## PROBLEM DETAILS
Go over the listing below line by line, and return each one holding the string "Items".
### DATASET
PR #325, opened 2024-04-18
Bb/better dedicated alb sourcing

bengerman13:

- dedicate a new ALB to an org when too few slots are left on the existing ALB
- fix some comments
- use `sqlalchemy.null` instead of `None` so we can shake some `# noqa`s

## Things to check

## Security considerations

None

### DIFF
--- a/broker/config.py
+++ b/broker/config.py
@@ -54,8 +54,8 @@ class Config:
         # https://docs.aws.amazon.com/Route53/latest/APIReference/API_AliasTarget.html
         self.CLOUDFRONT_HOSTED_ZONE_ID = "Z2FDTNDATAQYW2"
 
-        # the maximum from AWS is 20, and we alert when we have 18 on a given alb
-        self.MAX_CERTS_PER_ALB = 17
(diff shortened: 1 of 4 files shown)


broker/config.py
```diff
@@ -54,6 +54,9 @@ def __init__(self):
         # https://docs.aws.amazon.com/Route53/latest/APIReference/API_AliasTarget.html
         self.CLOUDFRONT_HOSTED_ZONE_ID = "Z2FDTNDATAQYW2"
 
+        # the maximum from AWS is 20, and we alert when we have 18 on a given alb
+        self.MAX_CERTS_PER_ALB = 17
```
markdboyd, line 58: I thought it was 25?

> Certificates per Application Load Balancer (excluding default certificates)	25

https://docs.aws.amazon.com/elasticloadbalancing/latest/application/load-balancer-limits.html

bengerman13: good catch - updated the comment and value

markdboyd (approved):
######
### DATASET
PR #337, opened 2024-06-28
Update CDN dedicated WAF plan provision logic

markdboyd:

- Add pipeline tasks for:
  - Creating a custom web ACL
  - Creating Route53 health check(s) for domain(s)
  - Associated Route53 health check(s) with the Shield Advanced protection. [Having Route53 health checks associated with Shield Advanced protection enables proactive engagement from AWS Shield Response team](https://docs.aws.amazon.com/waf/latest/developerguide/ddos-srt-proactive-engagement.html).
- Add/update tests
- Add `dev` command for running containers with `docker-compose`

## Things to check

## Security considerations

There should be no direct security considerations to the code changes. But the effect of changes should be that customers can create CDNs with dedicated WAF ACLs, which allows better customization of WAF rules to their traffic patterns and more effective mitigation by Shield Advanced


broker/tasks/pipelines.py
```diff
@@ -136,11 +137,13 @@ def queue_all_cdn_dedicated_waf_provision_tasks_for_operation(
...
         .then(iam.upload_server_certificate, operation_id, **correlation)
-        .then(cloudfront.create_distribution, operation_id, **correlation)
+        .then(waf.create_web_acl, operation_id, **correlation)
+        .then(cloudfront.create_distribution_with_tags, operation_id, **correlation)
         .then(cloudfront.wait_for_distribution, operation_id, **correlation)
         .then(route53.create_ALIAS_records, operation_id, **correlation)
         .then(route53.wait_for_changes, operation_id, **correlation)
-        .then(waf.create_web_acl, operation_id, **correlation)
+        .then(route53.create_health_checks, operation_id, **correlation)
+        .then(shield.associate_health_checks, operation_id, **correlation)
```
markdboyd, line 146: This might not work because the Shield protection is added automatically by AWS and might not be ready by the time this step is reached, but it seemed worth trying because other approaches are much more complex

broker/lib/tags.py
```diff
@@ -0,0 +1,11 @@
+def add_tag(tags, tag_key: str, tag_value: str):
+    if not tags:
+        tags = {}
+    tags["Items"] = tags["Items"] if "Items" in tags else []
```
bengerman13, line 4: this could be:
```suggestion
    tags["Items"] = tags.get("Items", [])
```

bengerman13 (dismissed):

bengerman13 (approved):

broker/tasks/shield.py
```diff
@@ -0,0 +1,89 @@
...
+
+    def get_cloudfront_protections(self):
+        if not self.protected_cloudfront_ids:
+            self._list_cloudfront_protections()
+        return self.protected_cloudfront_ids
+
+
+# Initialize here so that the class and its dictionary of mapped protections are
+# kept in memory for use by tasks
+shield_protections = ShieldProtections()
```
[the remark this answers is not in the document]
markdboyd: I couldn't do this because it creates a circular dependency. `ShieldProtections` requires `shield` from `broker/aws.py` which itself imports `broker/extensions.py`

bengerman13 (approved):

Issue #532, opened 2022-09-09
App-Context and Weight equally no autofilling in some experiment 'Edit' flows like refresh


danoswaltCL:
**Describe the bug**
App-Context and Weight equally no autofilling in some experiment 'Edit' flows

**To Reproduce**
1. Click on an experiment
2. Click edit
######
## SOLVED PROBLEM
+    tags["Items"] = tags["Items"] if "Items" in tags else []
    tags["Items"] = tags.get("Items", [])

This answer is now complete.